Characterizing behaviour as hubris or not is sometimes difficult in real life, but is more clear-cut in the movies – and was definitely unambiguous in ancient Greek society.
Every Trumpian tweet prompts an examination of the man and his psyche. Narcissism, extreme self-regard and hubris are all terms that armchair psychoanalysts have applied to him. But as the months (and years) roll on through a largely unpredictable presidency, most people in this group have given up trying to come up with diagnoses. Having broken onto the political big stage through the back door of reality TV, Trump is only too aware of the need to keep the performance as theatrical as possible. And so he throws himself into it with relish – attacking his opponents, inflating his own accomplishments and throwing out red meat tweets for his base at 4 am.
But even when we look at the behaviour of other more consistent leaders – historic, modern and across a number of domains – it’s often challenging to figure out what part of it qualifies as pure hubris. Demanding and aggressive leadership tendencies are often associated with this trait. But it’s possible for similar behaviour to stem from passion and conviction, attributes that are viewed as desirable in strong leaders.
In his historical play, Shakespeare attempted to highlight this problem of perception through Mark Anthony’s eloquent speech following Julius Caesar’s assassination. In one particularly stirring part, Mark Anthony describes Caesar’s empathetic side, something that self-absorbed leaders rarely display.
When that the poor have cried,
Caesar hath wept:
Ambition should be made of sterner stuff:
Yet Brutus says he was ambitious;
And Brutus is an honourable man.
In the next part, Mark Anthony shoots down the idea that Caesar was power hungry and excessively ambitious.
You all did see that on the Lupercal
I thrice presented him a kingly crown,
Which he did thrice refuse: was this ambition?
Yet Brutus says he was ambitious;
And, sure, he is an honourable man.
What Mark Anthony was trying to point out is that hubris and ambition are inextricably linked with public life. And although history would be the ultimate judge of whether Caesar sometimes overstepped in going after his goals, he was not entirely an indifferent and authoritarian ruler as portrayed by his opponents.
This is a problem of characterization that we have with contemporary leaders as well. By all accounts, Steve Jobs was not an easy person to work with. His many personal and leadership flaws have helped launch a number of books and articles. But he was able to fully articulate his vision for beautiful and life-altering technological products to employees and customers alike. Can his difficult behaviour be termed hubris if it enabled a revolution that everyone wanted to be part of?
Unlike real life, the movies are usually pretty clear-eyed in their treatment of this trait and those who exhibit it. Whether it’s Colonel Jessup in ‘A Few Good Men’, Gordon Gekko in ‘Wall Street’’ or Tony Montana in ‘Scarface’, all of these movies show how unbridled pride and ambition lead to ruin or incarceration, or both. And as viewers, we are not necessarily sorry about the outcome.
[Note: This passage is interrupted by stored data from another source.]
PR #14533, opened 2026-03-04
Configure mnemonics for non-English yes/no buttons

rlament:
This pull request addresses two related issues.

1. English users can use mnemonic keys (Alt-Y/Alt-N) to answer yes/no prompts. For non-English locales the mnemonic keys have not been translated. This PR applies the translation.
2. For a Yes-No-Cancel OptionPane where the buttons are assigned custom text, the mnemonic keys did not work at all for any locale. This PR enables the Yes/No mnemonics.

This image shows the before and after appearance of queries in German.
option_pane

### DIFF
--- a/vassal-app/src/main/java/VASSAL/build/module/BasicLogger.java
+++ b/vassal-app/src/main/java/VASSAL/build/module/BasicLogger.java
@@ -50,8 +50,12 @@ import javax.swing.AbstractAction;
 import javax.swing.Action;
 import javax.swing.ImageIcon;
 import javax.swing.JButton;
+import javax.swing.JDialog;
 import javax.swing.JOptionPane;
+import javax.swing.UIManager;
 import java.awt.event.ActionEvent;
+import java.awt.event.ActionListener;
+import java.awt.Dimension;
 import java.awt.event.InputEvent;
 import java.awt.event.KeyEvent;
 import java.io.BufferedOutputStream;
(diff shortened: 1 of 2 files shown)


vassal-app/src/main/java/VASSAL/build/module/BasicLogger.java
```diff
@@ -405,29 +409,54 @@ public void queryNewLogFile(boolean atStart, boolean fastForwarded) {
...
+      cancel.addActionListener(new ActionListener() {
+        @Override
+        public void actionPerformed(ActionEvent event) {
+          pane.setValue(JOptionPane.CANCEL_OPTION);
+          g.getPrefs().setValue(prefName, Boolean.FALSE);
+        }
+      });
+
+      yes.setPreferredSize(new Dimension(100, yes.getPreferredSize().height));
+      no.setPreferredSize(new Dimension(100, no.getPreferredSize().height));
```
uckelman: I suspect this is not right for the preferred width. That should depend on the font size and text length.

Isn't the way to do all of this setting the locale on `JOptionPane`?

https://stackoverflow.com/a/18189543/181106

rlament: It seems that when an `options` array of buttons is provided to `JOptionPane` the buttons are not formatted in the same way as buttons created internally by `JOptionPane`. Without resizing the buttons, the custom yes/no buttons appear smaller in width than in the existing dialog. Hard coding the dimension was my brute force attempt to make the buttons appear as before.

The buttons wrap the yes/no text, which is typically short words. Instead of hard coding a dimension, I changed this to double the left/right insets. This seems simpler than dealing with fonts and text lengths.

> Isn't the way to do all of this setting the locale on JOptionPane?

I never got `JOptionPane.setDefaultLocale()` to work with custom buttons (i.e. dialogs that don't use the typical yes/no/cancel text). Where is did work, it didn't work for all supported languages. I don't recall the details as this was some time ago.

uckelman: I tried `JOptionPane.setDefaultLocale()` and it appears to work: https://github.com/vassalengine/vassal/pull/15040

Do you see anywhere that it doesn't?

rlament: `JOptionPane.setDefaultLocale()` does not support Chinese, Dutch, Polish, and Danish locales. Commented out the `UIManager.put` lines in Resources.java and tested this by quitting a game and reviewing the "Save Game?" prompt.

The intent of this PR is to add mnemonics to the non-English languages. The translations are already done through the resource files. In English I can Alt-F -> Q to quit followed by Alt-N to not save. It would be nice to do this in the other languages too using the locale specific mnemonic.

The ancient Greeks were also unambiguous in their handling of hubris. In Greek mythology, hubris is represented as a fatal flaw that inevitably leads to a downfall. Nowhere is this representation more literal than in the case of Icarus who, in a burst of bravado, flies towards the sun, outfitted with wings of wax made by his father. The sun melts his wings and Icarus plunges to the ground and to a sure death.
Oedipus is another Greek hero who attempts to defy a couple of disturbing prophecies and is punished for his arrogance. When informed by the Oracle of Delphi that he was destined to kill his father and marry his mother, Oedipus, understandably, sets out to see if he can prove the high priestess wrong. But it proves to be a futile attempt as his dark destiny closes in around him.
Hubris in these cautionary tales serves as a moralistic device, a way to communicate the folly of forgetting one’s place in the world and aiming for god-like status.
The ancient Greeks truly believed in and relied on this system to restore balance when human behaviour got out of line. As one academic paper that examines this ancient value system and its modern-day implications, puts it:
…hubris was no common evil: It led people to presume that they were above ordinary laws, if not laws unto themselves—to presume they deserved to exceed the fate and fortune ordained by the gods. Acts of hubris aroused envy among the gods on Mt. Olympus and angered them to restore justice and equilibrium. Nemesis, the goddess of divine vengeance and retribution, might then descend to destroy the vainglorious pretender, to cut man down to size and restore equilibrium.
(Ronfelt, David. Beware the Hubris-Nemesis Complex: A concept for leadership analysis)
It definitely seems like a simple and elegant system. Whether it can curb the tweeting profligacy of a sitting president is unclear, however.